Sampling design and field work

A previously published study suggested that genetic differentiation is limited for V. berus populations below 3 km and strong beyond 6 km (Ursenbacher et al. 2009). Therefore, we selected a fine spatial extent (10 × 7 km2) to determine how and at which scale the dispersal process occurred, as recommended by Rousset (1997, 2000). The species seemed to be continuously distributed within the study area, allowing us to obtain a pairwise distance gradient from continuously sampled statistical units. As a consequence, we chose individuals as statistical units (Broquet and Petit 2009) and implemented an individual-based sampling scheme (ISS; Prunier et al. 2013). We designed our ISS on a one-square-kilometer-unit grid applied on-site. Within each square kilometer, we focused on suitable habitats to optimize sampling success, repeatedly if possible (Fig. 1C). Last, we also subdivided the study site into several units based on distinct main landscape boundaries (main roads, topological barriers; see Fig. 1.C) to carry out subsequent analyses on the genetic markers (see below).

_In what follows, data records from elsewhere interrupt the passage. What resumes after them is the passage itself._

PR #262, opened 2026-07-13
feat(loader): ${VAR} interpolation in run configs + --workers CLI flag

### LINKED ISSUE #226: M2.5 (4/5) — ${VAR} interpolation in run configs + --workers CLI flag

CiroGamboa:
Two small M2.5 additions bundled per the umbrella. No behaviour change for configs without \`\${...}\` placeholders and no \`--workers\` flag.

Closes #226 (child of #220).

## Summary

**\`\${VAR}\` interpolation** — new \`_interpolate_env_vars\` helper in \`project_loader.py\`. Recursive walker over the effective run-config tree; substitutes \`\${VAR}\` in string values from \`os.environ\`.
- Only string values are interpolated. Dict keys, numbers, booleans, non-string list items pass through untouched.
- Only \`\${VAR}\` form recognised (braces mandatory). Bareword \`\$VAR\` stays literal — the ambiguity vs literal \`\$\` is a tar-pit.
- Missing variables collect into a single \`ValueError\` naming every offending key path so authors fix all misses in one edit pass.
- Fires from \`load_effective_run_config\` after the \`run_defaults\` merge and before the roster check — every downstream CLI subcommand routes through one site.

Sampling took place in 2015 and 2016 between April and June when individuals are the easiest to detect during basking activities. A sampling area was defined as a location with a 200 m radius where individuals could be spatially close (local movements inferior to 200 m; Prestt 1971) and found within a continuous habitat. For each sampling area, the Visual Encounter Survey (VES) session was stopped as soon as four to five individuals were sampled, as recommended by Prunier et al. (2013). Otherwise, additional VES sessions were conducted until (i) the required number of samples was obtained or (ii) it was the end of field season. Additionally, all individuals that were easily detected and caught after the end of a VES were also sampled, resulting occasionally in more samples than strictly needed. Each captured individual was sexed visually and by manual eversion of the hemipenes. Snout-vent-length (SVL) was used to differentiate adults from subadults and yearlings (Guiller and Legentilhomme 2015) before collecting DNA samples from buccal and cloacal swabs (plus 2 skins). For each capture, we recorded GPS coordinates and took pictures of the head for identification (treated with Aphis software version 1.0.0) to avoid duplicate DNA samples (Sheldon and Bradley 1989; Moya et al. 2015).

Laboratory methods

Genomic DNA was extracted from buccal and cloacal swabs with a Qiagen DNeasy Blood & Tissue Kit (QIAGEN, Hombrechtikon, Switzerland) following the manufacturer’s protocol, except that the swab was removed before adding the washing buffer (before step 5). Fourteen microsatellite loci were amplified to analyze genetic diversity, eleven specifically developed for V. berus (Vb-64 and Vb-71 from Carlsson 2003; Vb-A8, Vb-A11, Vb-B’2, Vb-B’9, Vb-B10, Vb-B’10, Vb-B18, Vb-D’10 and Vb-D17 from Ursenbacher et al. 2009), two for Vipera ursini (Vu-29 and Vu-58; Metzger et al. 2011), and one for Vipera aspis (Va-35; Geser et al. 2013) following the PCR conditions described in the respective publications. Microsatellite PCR products were analyzed on an ABI 3130xl automated sequencer (Applied Biosystems, Waltham, USA), visualized with the dyed forward primers, and allele sizes were determined using Peakscanner 3.1 (Applied Biosystems).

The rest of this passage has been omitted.